If you are feeling down watch the video...I pretty much guarantee it will raise a smile every time.
It's all in the wrist action!!

----------


## Kudos

Yes size really does count in this case..... personally, I favor a 12 inch diameter Magnifying Glass but rolling it through the woods does look ridiculous

----------


## finallyME

When I was a kid, my dad had a fresnel lens the size of a piece of paper, 8.5 X 11.  I could roast ants with it real easy.  It was fun listening to them sizzle inside.  I tried lighting fires with it, but was never successful.  I didn't know the "trick" then.

----------


## finallyME

> If you want a laugh and to see how not to use a Flint and Steel check out this video....enjoy
> http://www.youtube.com/watch?v=8psjVMf8phw


That's pretty good.  I didn't know there were other ways to spell Rob then with a B.

----------


## Hntrofdmnds

Yup! Done it meself

----------


## Hntrofdmnds

I have a Fresnel Lens. It is a bit broken though. It makes PREDDY RAINBOWS!!!!

----------


## karatediver

I've used a plastic cheapo kids magnifying glass that was only about 1 inch across to light a fire but usually use a small glass pocket magnifying glass.  I find that it works best in dry climates with the sun high in the sky.  I have used all natural materials and make a bird's nest just like I would for a bow drill.  Once I get it smoking a little there is usually a small ember that I blow on and it gets it going.  Never had flames spring up magically from it.  

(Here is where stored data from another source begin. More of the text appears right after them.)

PR #737, opened 2019-03-12
fix: make require props optional

moog16:
fixes https://github.com/material-components/material-components-web-react/issues/734

This PR makes all props optional that were required.

### DIFF
--- a/packages/drawer/index.tsx
+++ b/packages/drawer/index.tsx
@@ -61,7 +61,7 @@ class Drawer extends React.Component<DrawerProps, DrawerState> {
 
   state: DrawerState = {classList: new Set()};
 
-  static defaultProps = {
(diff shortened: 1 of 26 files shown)


packages/drawer/index.tsx
```diff
@@ -40,15 +40,13 @@ import {FocusTrap} from 'focus-trap';
 const {cssClasses: listCssClasses} = MDCListFoundation;
 
 export interface DrawerProps extends React.HTMLProps<HTMLElement>{
-  className: string;
-  open: boolean;
-  onOpen: () => void;
-  onClose: () => void;
-  onTransitionEnd: React.TransitionEventHandler<HTMLElement>;
```
moog16: removed these since they are duplicates covered in HTMLProps.

Issue #697, opened 2019-02-26
Use MDC Web Typings


moog16:
- [ ] Update MDC Web select (https://github.com/material-components/material-components-web-react/issues/242)
- [x] Update to updated notched outline (https://github.com/material-components/material-components-web-react/issues/560)
- [x] Update list. Breaking changes in 42, 43, and 44 (#740)
- [x] Update checkbox, fab from breaking changes in 0.42.0 https://github.com/material-components/material-components-web/blob/master/CHANGELOG.md#0420-2018-12-04
- [x] Update snackbar, button, tab-bar from 0.42.0 changes https://github.com/material-components/material-components-web/blob/master/CHANGELOG.md#0430-2019-01-07
- [ ] Update text field from 0.44.0 changes
- [ ] Add Menu to add select
- [x] Update Chips from 0.44.0 changes

Components with breaking changes
- [x] tab-bar
- [x] snackbar
- [x] button
- [x] list
- [x] checkbox
- [x] fab
- [ ] text field
- [ ] select
- [x] notched outline

Other components with no breaking changes
- [x] card
- [x] chips
- [x] dialog
- [x] drawer
- [x] floating-label
- [x] icon-button (@ben-mckernan)
- ~~[ ] layout-grid~~
- [x] line-ripple
- [x] linear-progress
- [x] menu-surface
- [x] radio
- [x] ripple
- [x] switch
- [x] tab
- [x] tab-indicator
- [x] tab-scroller
- [x] top-app-bar
- [x] typography

gugu:
material-icon has no dependency on mdc-web

gugu:
![image](https://user-images.githubusercontent.com/75169/55233034-4f160480-5238-11e9-9a64-25a30a55ebe4.png)
Bundle size before: 1.74 Mb from material-web
![image](https://user-images.githubusercontent.com/75169/55233334-5ab5fb00-5239-11e9-81ee-ce7b5ec6f45a.png)
Current bundle size: 960 kb from material-web and we can save 560 kb more

moog16:
Are you saying by updating to the latest, we're cutting ~70%??

gugu:
Yes. That's why I'm working on it - I want to reduce bundle size

gugu:
But it is mdc-web only, @material/react-* will have the same size

moog16:
[...]

PR #740, opened 2019-03-13
feat(list): update to MDC Web 1.0.0

moog16:
related #697


moog16:
Thanks @abhiomkar - will do!

PR #741, opened 2019-03-13
feat(floating-label): update mdc web to v1.0.0

moog16:
related #697


packages/floating-label/index.tsx
```diff
@@ -83,17 +83,22 @@ export default class FloatingLabel extends React.Component<
...
+  get adapter(): MDCFloatingLabelAdapter {
     return {
       addClass: (className: string) =>
         this.setState({classList: this.state.classList.add(className)}),
       removeClass: this.removeClassFromClassList,
+      // the adapter methods below are effectively useless since React
+      // handles events and width differently
+      registerInteractionHandler: () => undefined,
+      deregisterInteractionHandler: () => undefined,
+      getWidth: () => 0,
```
abhiomkar: why does this need to always return `0`? Add a comment.

packages/floating-label/index.tsx
```diff
@@ -104,8 +109,8 @@ export default class FloatingLabel extends React.Component<
 
   handleWidthChange = () => {
     const {handleWidthChange} = this.props;
-    if (handleWidthChange && this.labelElement_.current) {
-      handleWidthChange(this.labelElement_.current.offsetWidth);
+    if (handleWidthChange && this.labelElement.current) {
+      handleWidthChange(this.labelElement.current.offsetWidth);
```
abhiomkar: Can we directly refer `this.props.handleWidthChange` instead? I read this like `handleWidthChange` method calling by itself.

Issue #401, opened 2018-11-01
Top App Bar needs ability to setScrollTarget


moog16:
top app bar needs ability to scroll from outside of window. Currently like: `getViewportScrollY: () => window.pageYOffset,`, should be 
```
getViewportScrollY: () =>
        this.scrollTarget_[this.scrollTarget_ === window ? 'pageYOffset' : 'scrollTop'],
```

related https://github.com/material-components/material-components-web/pull/2914

moog16:
Closing for #771

PR #744, opened 2019-03-14
feat(top-app-bar): setScrollTarget

TroyTae:
related to #401

I signed it!

There is one question apart from this PR.
```
    if (prevProps.scrollTarget !== this.props.scrollTarget) {
      this.foundation.destroyScrollHandler();
      this.setState({scrollTarget: this.props.scrollTarget});
    }

    if (prevState.scrollTarget !== this.state.scrollTarget) {
      this.foundation.initScrollHandler();
    }
```
Above code is 133~140 lines in the top-app-bar index.tsx.
Is this code safe?
If above expression is true and underlying expression is false, it just destroy scroll hander.
It doesn't matter?


moog16:
@TroyTae I'm actually confused why that issue is still open, since it seems like we have the code to support it. However we don't have any screenshot tests for it so I can't test it quickly.

Are you saying that the current code in `componentdDidUpdate` is not working?

TroyTae:
@moog16 
I don't see screenshot test code yet.
But I'll try make it!

No no maybe componentdDidUpdate is worked.
I guess I ask this question because I don't know about difference between state's scrollTarget and prop's scrollTarget.
I'm worried when (prevProps.scrollTarget !== this.props.scrollTarget) => true and (prevState.scrollTarget !== this.state.scrollTarget) => false, scroll handler is destroyed but not init.

I'm sorry I did not explain well 😅

moog16:
Oh I see...So if the `props.scrollTarget` changes we want to destroy and set `state.scrollTarget` to the new `props.scrollTarget`. The `state.scrollTarget` will update in the next cycle, and call `initScrollHandler`, which will reinit the top app bar. So this does work. :)

moog16:
@TroyTae can we close this PR? I'm not sure what your intent was in here.

TroyTae:
@moog16 
I try to write some screenshot test code.
Would it be better to just close it?

moog16:
@TroyTae - please feel free to write a screenshot test for it. We do have it covered under unit tests

PR #748, opened 2019-03-14
fix(tab): mdc-web v1.0.0 upgrade

gugu:


packages/tab-bar/index.tsx
```diff
@@ -47,7 +47,7 @@ class TabBar extends React.Component<
     this.foundation.init();
     const {activeIndex, indexInView} = this.props;
     if (this.tabList[activeIndex]) {
-      this.tabList[activeIndex].activate({} /* previousIndicatorClientRect */);
+      this.tabList[activeIndex].activate(new DOMRect() /* previousIndicatorClientRect */);
```
moog16: This is actually not IE11 compatible. I also realize we currently don't work on IE11, but we have some issues to be IE11 compatible. Please just change this to:

```
// new DOMRect is not IE11 compatible
const defaultDOMRect = {
bottom: 0
height: 0
left: 0
right: 0
top: 0
width: 0
x: 0
y: 0
};
...activate(defaultDOMRect);
```

You may need to cast it.

packages/tab/index.tsx
```diff
@@ -38,10 +38,11 @@ export interface TabProps extends React.HTMLProps<HTMLButtonElement> {
   isMinWidthIndicator?: boolean;
   stacked?: boolean;
   previousIndicatorClientRect?: ClientRect;
+  onInteration?: () => void;
 }
 
 interface MDCTabElementAttributes {
-  'aria-selected': boolean;
+  'aria-selected': 'false' | 'true' | undefined;
```
moog16: change to `'aria-selected'?: 'false' | 'true'`

packages/tab/index.tsx
```diff
@@ -81,7 +82,7 @@ export default class Tab extends React.Component<TabProps, TabState> {
     const {active, focusOnActivate} = this.props;
     this.foundation = new MDCTabFoundation(this.adapter);
     this.foundation.init();
-    this.foundation.setFocusOnActivate(focusOnActivate);
+    this.foundation.setFocusOnActivate(focusOnActivate as boolean);
```
moog16: change this to `focusOnActivate!`. This has a defaultProp, so we can `!`.

packages/tab/index.tsx
```diff
@@ -94,7 +95,7 @@ export default class Tab extends React.Component<TabProps, TabState> {
   componentDidUpdate(prevProps: TabProps) {
     const {active, focusOnActivate, previousIndicatorClientRect} = this.props;
     if (focusOnActivate !== prevProps.focusOnActivate) {
-      this.foundation.setFocusOnActivate(focusOnActivate);
+      this.foundation.setFocusOnActivate(focusOnActivate as boolean);
```
moog16: same with here.

packages/tab/index.tsx
```diff
@@ -136,12 +137,15 @@ export default class Tab extends React.Component<TabProps, TabState> {
...
+          this.tabContentRef.current.offsetLeft :
+          0,
       getContentOffsetWidth: () =>
-        this.tabContentRef.current &&
-        this.tabContentRef.current.offsetWidth,
+        this.tabContentRef.current ?
+          this.tabContentRef.current.offsetWidth :
+          0,
       focus: () => this.tabRef.current && this.tabRef.current.focus(),
+      notifyInteracted: () => this.props.onInteration,
```
moog16: notifyInteracted: this.props.onInteraction

packages/tab/index.tsx
```diff
@@ -38,10 +38,11 @@ export interface TabProps extends React.HTMLProps<HTMLButtonElement> {
   isMinWidthIndicator?: boolean;
   stacked?: boolean;
   previousIndicatorClientRect?: ClientRect;
+  onInteration?: () => void;
```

In times with higher humidity, in the later afternoon times, or with less than perfectly dry materials it can be more challenging.  The prep of materials is a key factor.  

It is by far the easiest way I have found to light a fire without matches, chemicals, or a lighter.  It requires little energy or effort on my part.  I carry the lens in my hiking pack because it works so well.

----------


## Hntrofdmnds

> I've used a plastic cheapo kids magnifying glass that was only about 1 inch across to light a fire but usually use a small glass pocket magnifying glass.  I find that it works best in dry climates with the sun high in the sky.  I have used all natural materials and make a bird's nest just like I would for a bow drill.  Once I get it smoking a little there is usually a small ember that I blow on and it gets it going.  Never had flames spring up magically from it.  
> 
> In times with higher humidity, in the later afternoon times, or with less than perfectly dry materials it can be more challenging.  The prep of materials is a key factor.  
> 
> It is by far the easiest way I have found to light a fire without matches, chemicals, or a lighter.  It requires little energy or effort on my part.  I carry the lens in my hiking pack because it works so well.

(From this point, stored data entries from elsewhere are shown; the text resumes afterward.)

PR #55, opened 2022-01-10
controller: add CSIAddonsNode controller

Rakshith-R:
-    controller: add CSIAddonsNode controller
    
    This commit adds code for CSIAddonsNode controller
    which watches CSIAddonsNode CR, establishes connections,
    maintains connection pool and andles deletion.
    
    
-    util: add util ContainsInSlice & RemoveFromSlice funcs

### DIFF
--- a/controllers/csiaddonsnode_controller.go
+++ b/controllers/csiaddonsnode_controller.go
@@ -18,19 +18,30 @@ package controllers
 
 import (
 	"context"
+	"fmt"
 
+	csiaddonsv1alpha1 "github.com/csi-addons/kubernetes-csi-addons/api/v1alpha1"
+	"github.com/csi-addons/kubernetes-csi-addons/internal/connection"
+	"github.com/csi-addons/kubernetes-csi-addons/internal/util"
+
+	"google.golang.org/grpc/status"
+	"k8s.io/apimachinery/pkg/api/errors"
 	"k8s.io/apimachinery/pkg/runtime"
 	ctrl "sigs.k8s.io/controller-runtime"
 	"sigs.k8s.io/controller-runtime/pkg/client"
 	"sigs.k8s.io/controller-runtime/pkg/log"
+	"sigs.k8s.io/controller-runtime/pkg/predicate"
+)
 
-	csiaddonsv1alpha1 "github.com/csi-addons/kubernetes-csi-addons/api/v1alpha1"
+const (
+	csiAddonsNodeFinalizer = "csiaddons.openshift.io"
 )
 
 // CSIAddonsNodeReconciler reconciles a CSIAddonsNode object
 type CSIAddonsNodeReconciler struct {
 	client.Client
-	Scheme *runtime.Scheme
+	Scheme   *runtime.Scheme
+	ConnPool *connection.ConnectionPool
 }
 
 //+kubebuilder:rbac:groups=csiaddons.openshift.io,resources=csiaddonsnodes,verbs=get;list;watch;create;update;patch;delete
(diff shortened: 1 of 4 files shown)


internal/util/strings.go
```diff
@@ -0,0 +1,40 @@
+/*
+Copyright 2021 The Kubernetes-CSI-Addons Authors.
```
Madhu-1, line 2: 2022

internal/util/strings.go
```diff
@@ -0,0 +1,40 @@
...
+Unless required by applicable law or agreed to in writing, software
+distributed under the License is distributed on an "AS IS" BASIS,
+WITHOUT WARRANTIES OR CONDITIONS OF ANY KIND, either express or implied.
+See the License for the specific language governing permissions and
+limitations under the License.
+*/
+
+package util
+
+// ConstainsInSlice find given string in given slice
```
Madhu-1, line 19: end the comment with `.` and add unit testing

controllers/csiaddonsnode_controller.go
```diff
@@ -39,17 +50,98 @@ type CSIAddonsNodeReconciler struct {
...
+		ctx,
+		endPoint,
+		nodeID,
+		driverName)
+	if err != nil {
+		s, _ := status.FromError(err)
+		logger.Error(s.Err(), "Failed to establish connection with sidecar")
+
+		instance.Status.State = csiaddonsv1alpha1.CSIAddonsNodeStateFailed
+		instance.Status.Message = fmt.Sprintf("Failed to establish connection with sidecar: %v", s.Message())
```
Madhu-1, line 123: s.Message exists only if `status.FromError` can convert the error to GRPC. can you check the bool value from `status.FromError` and access s.Message?

controllers/csiaddonsnode_controller.go
```diff
@@ -39,17 +50,98 @@ type CSIAddonsNodeReconciler struct {
...
+		if statusErr := r.Client.Status().Update(ctx, instance); statusErr != nil {
+			logger.Error(err, "Failed to update status")
```
Madhu-1, line 125: log statusErr?

controllers/csiaddonsnode_controller.go
```diff
@@ -58,5 +150,11 @@ func (r *CSIAddonsNodeReconciler) Reconcile(ctx context.Context, req ctrl.Reques
 func (r *CSIAddonsNodeReconciler) SetupWithManager(mgr ctrl.Manager) error {
 	return ctrl.NewControllerManagedBy(mgr).
 		For(&csiaddonsv1alpha1.CSIAddonsNode{}).
+		WithEventFilter(predicate.GenerationChangedPredicate{}).
 		Complete(r)
 }
+
+// createKey returns "namespace/name" string to be used as key for connection pool.
+func (r *CSIAddonsNodeReconciler) creatKey(namespace, name string) string {
```
Madhu-1, line 158: `creatKey` to `createKey`

controllers/csiaddonsnode_controller.go
```diff
@@ -39,17 +50,98 @@ type CSIAddonsNodeReconciler struct {
...
+
+	logger.Info("Connecting to sidecar")
+	newCon, err := connection.NewConnection(
+		ctx,
+		endPoint,
+		nodeID,
+		driverName)
+	if err != nil {
+		s, _ := status.FromError(err)
+		logger.Error(s.Err(), "Failed to establish connection with sidecar")
```
Madhu-1, line 120: can you check the bool value from status.FromError and access s.Err()

controllers/csiaddonsnode_controller.go
```diff
@@ -39,17 +50,98 @@ type CSIAddonsNodeReconciler struct {
...
-// perform operations to make the cluster state reflect the state specified by
-// the user.
-//
-// For more details, check Reconcile and its Result here:
-// - https://pkg.go.dev/sigs.k8s.io/controller-runtime@v0.10.0/pkg/reconcile
 func (r *CSIAddonsNodeReconciler) Reconcile(ctx context.Context, req ctrl.Request) (ctrl.Result, error) {
-	_ = log.FromContext(ctx)
+	logger := log.FromContext(ctx)
+
+	logger.Info("Starting Reconcile")
```
Madhu-1, line 56: not a useful log remove it?

controllers/csiaddonsnode_controller.go
```diff
@@ -39,17 +50,98 @@ type CSIAddonsNodeReconciler struct {
...
+	err := r.Client.Get(ctx, req.NamespacedName, instance)
+	if err != nil {
+		if errors.IsNotFound(err) {
+			// Request object not found, could have been deleted after reconcile request.
+			logger.Info("CSIAddonsNode resource not found")
+
+			return ctrl.Result{}, nil
+		}
+
+		// Error reading the object - requeue the request.
```
Madhu-1, line 68: generic comment not required here

controllers/csiaddonsnode_controller.go
```diff
@@ -39,17 +50,98 @@ type CSIAddonsNodeReconciler struct {
...
+
+	logger.Info("Starting Reconcile")
+	// Fetch CSIAddonsNode instance
+	instance := &csiaddonsv1alpha1.CSIAddonsNode{}
+	err := r.Client.Get(ctx, req.NamespacedName, instance)
+	if err != nil {
+		if errors.IsNotFound(err) {
+			// Request object not found, could have been deleted after reconcile request.
+			logger.Info("CSIAddonsNode resource not found")
+
```
Madhu-1, line 64: if the object doesn't exist check if the connection exists in the pool and remove it?

controllers/csiaddonsnode_controller.go
```diff
@@ -39,17 +50,98 @@ type CSIAddonsNodeReconciler struct {
...
+	logger.Info("Added connection to connection pool")
+
+	instance.Status.State = csiaddonsv1alpha1.CSIAddonsNodeStateConnected
+	instance.Status.Message = "Successfully established connection with sidecar"
+	if err = r.Client.Status().Update(ctx, instance); err != nil {
+		logger.Error(err, "Failed to update status")
+
+		return ctrl.Result{}, err
+	}
+	logger.Info("Exiting Reconcile")
```
Madhu-1, line 144: not a useful log remove it?

controllers/csiaddonsnode_controller.go
```diff
@@ -39,17 +50,98 @@ type CSIAddonsNodeReconciler struct {
...
+		"Driver Name", driverName)
+
+	if !instance.DeletionTimestamp.IsZero() {
+		logger.Info("Deleting connection")
+		r.ConnPool.Delete(key)
+
+		if util.ContainsInSlice(instance.Finalizers, csiAddonsNodeFinalizer) {
+			logger.Info("Removing finalizer")
+
+			instance.Finalizers = util.RemoveFromSlice(instance.Finalizers, csiAddonsNodeFinalizer)
```
Madhu-1, line 89: how this CR will be deleted? have we documented creation/deletion of the CSiAddonsNode CR workflow?

controllers/csiaddonsnode_controller.go
Rakshith-R: > if the object doesn't exist check if the connection exists in the pool and remove it?

The object cannot get deleted until finalizer is removed, so we should be fine here.

controllers/csiaddonsnode_controller.go
Rakshith-R: > how this CR will be deleted?

CSIAddonsNode CR created by sidecar will have ownerRef set to the pod itself, so when the pod is deleted, CR will get deleted too.
https://github.com/csi-addons/kubernetes-csi-addons/blob/main/sidecar/internal/csiaddonsnode/csiaddonsnode.go#L107-L114

> have we documented creation/deletion of the CSiAddonsNode CR workflow?

I guess it's not, https://github.com/csi-addons/kubernetes-csi-addons/blob/main/docs/csiaddonsnode.md
@yati1998 , can update the docs with more details ? 
(possibly when adding deployment guide)

internal/util/strings.go
```diff
@@ -0,0 +1,40 @@
...
+		if item == s {
+			return true
+		}
+	}
+
+	return false
+}
+
+// RemoveFromSlice removes given string from given slice
+func RemoveFromSlice(slice []string, s string) (result []string) {
```
nixpanic, line 31: please do not use these implicit return variables, we don't use it anywhere else either. declare `result` and return it.

controllers/csiaddonsnode_controller.go
```diff
@@ -39,17 +50,98 @@ type CSIAddonsNodeReconciler struct {
...
-// TODO(user): Modify the Reconcile function to compare the state specified by
-// the CSIAddonsNode object against the actual cluster state, and then
-// perform operations to make the cluster state reflect the state specified by
-// the user.
-//
-// For more details, check Reconcile and its Result here:
-// - https://pkg.go.dev/sigs.k8s.io/controller-runtime@v0.10.0/pkg/reconcile
 func (r *CSIAddonsNodeReconciler) Reconcile(ctx context.Context, req ctrl.Request) (ctrl.Result, error) {
-	_ = log.FromContext(ctx)
+	logger := log.FromContext(ctx)
```
nixpanic, line 54: this function now takes ~100 lines, consider making it simpler by adding helper functions

Rakshith-R: > this function now takes ~100 lines, consider making it simpler by adding helper functions

its about 80 lines now, 
creating helper functions will need a lot of parameters(logger,instance,client...) to be passed to it, which makes it more ugly actually. 
(had tried it :sweat: )

On another hand, single flow will make it more readable

nixpanic: lines 51 to 147... and that is without a lot of comments. I expect this function to grow over time, so some cleanup would be good.

It should be possible to handle different events in separate functions. If there are many parameters that need passing, consider adding a type like `CSIAddonsNodeOperation` containing the logger, client and other members. It can then have methods like `removeFinalizer()`,  `connect()` and so on.

Rakshith-R:
opened https://github.com/csi-addons/kubernetes-csi-addons/pull/58 
Was not able to push to this pr since mergifyio deleted branch while experimenting here https://github.com/Rakshith-R/kubernetes-csi-addons/pull/5 
:disappointed:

All of the criteria is that for me. I EVEN USE damn PAPERBARK!

----------


## Williepete

> When I was a kid, my dad had a fresnel lens the size of a piece of paper, 8.5 X 11.  I could roast ants with it real easy.  It was fun listening to them sizzle inside.  I tried lighting fires with it, but was never successful.  I didn't know the "trick" then.


I also have a lens that big.  It was for a color copier that I use to service. I hadn't tried to start a fire with it but you can have fun with them.

Bill

----------


## Rick

You could even use it for self defense. If someone bothers you just hold it up to your eye. An eyeball that big is pretty scary.

----------


## wildlearner

> If you don't have charred material you can still start a fire with dry TINDER. The time of day will play a big role as the optimum brightness of the sun is between noon and 2 o'clock. During the winter the sun is farther south and it's difficult to focus the sun's rays. Sometimes it'll take up to ten minutes to reach the flashpoint temperature. Just have patience. You can up the odds as Kudos has said by using charred plant matter. I have found the color black absorbs the suns energy more readily. I experimented with white paper vs black paper and found the black paper lit faster. I used a black sharpie to color the paper. Another tip: I find that a glass lens works better than a plastic lens.
> 
> Remember this method technically works best when the sun is at its highest peak. Patience is the key. It is only one method and you should always have more than one method of fire starting. Always carry a BIC lighter for insurance. Be ready to survive. YMMV.
> 
> DomC





> I have only ever been able to produce smoke and kindling from magnifying glass fires, and the occasional spark, which I tried to light, but failed. How would I go about making a fire with a magnifying glass?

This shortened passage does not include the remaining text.